Часть 4. Яркая луна (I)
Недалеко от границы Страны Сяо стояла гора Синшань. На самой вершине горы был построен Храм Лазурного Дракона-Покровителя Востока, в котором служили и обучались молодые жрецы ордена Тяньюань. Жрецы были средним звеном между монахами и заклинателями — не такими просветленными как первые и не такими влиятельными как вторые. В основном, в орден Тяньюань принимали сирот и беспризорников, которым давали кое-какое образование и теплое местечко под крышей. Если же ребенок действительно оказывался талантливым, его отправляли заклинателям на обучение, так как считалось, что такой ребенок был благословлен Небесами.
Чэнь Тай, к сожалению, был самым обычным сиротой, без каких-либо особых талантов, но отличался от других добрым и бескорыстным сердцем, скромностью и усердием. К его мягкому характеру прибавлялась приятная, изящная наружность и одухотворенное лицо, что делало Чэнь Тая идеальным послушником ордена. К двадцати годам он добился места старшего адепта и стал брать кое-каких учеников.

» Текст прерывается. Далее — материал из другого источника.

Issue #282, opened 2021-11-04
General Remapping Operator Construction


jb-mackay:
For a remapping operation from `space1` (`n1` degrees of freedom/nodes) to`space2` (`n2` degrees of freedom), a `n2 x n1` sparse matrix must be constructed.

Pseudocode from @simonbyrne: 
```
using SparseArrays
n1 = length(space1.local_geometry) # number of nodes
n2 = length(space2.local_geometry) 

M = spzeros(n2,n1)

# fill in M; this gets tricky:
for elem1 in 1:nlocalelems(space1), elem2 in 1:nlocalelems(space2)
    # in FV, compute the overlapping area
    M[elem2, elem1] = area

    # in SE
    for n1 in nodes(elem1), n2 in nodes(elem2)
        # compute the integral of the product Lagrange polynomials associated with n1 and n2
        # space 1           |elem1       |
        # node 1                        x 
        # space 2    |elem2       |
        # node 2         x
        slab(data1, elem1)[n1]

        l1 = linearindex(elem1, n1)
        l2 = linearindex(elem2, n2)
        M[l2,l1] = integral
    end
end
# M should now be the "overlap matrix"
# divide M through by WJ of the target to get the full remapping matrix
```

This is complete for FV -> FV remapping (#251) and needs to be generalized.

PR #508, opened 2022-02-03
2D Spectral Element <-> Spectral Element Remapping

jb-mackay:
Generalizes the 2D remapping infrastructure to handle any polynomial order finite element space.

Bug fix for `nyelems`. Adds assertion checking so that remapping operators can only be applied to fields on the associated space.

### DIFF
--- a/src/Operators/remapping.jl
+++ b/src/Operators/remapping.jl
@@ -1,3 +1,4 @@
+using ..Meshes
 using ..Spaces:
     AbstractSpace, SpectralElementSpace1D, SpectralElementSpace2D, Quadratures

В ордене Тяньюань было не много правил, но их все надо было соблюдать, как закон, иначе нарушителя строго судили и могли даже казнить за непослушание. Чэнь Тай свято верил в догмы ордена и считал, что если бы все люди их соблюдали, то зла и беспорядка на земле было бы так мало, что она бы сравнилась с Небесным царством.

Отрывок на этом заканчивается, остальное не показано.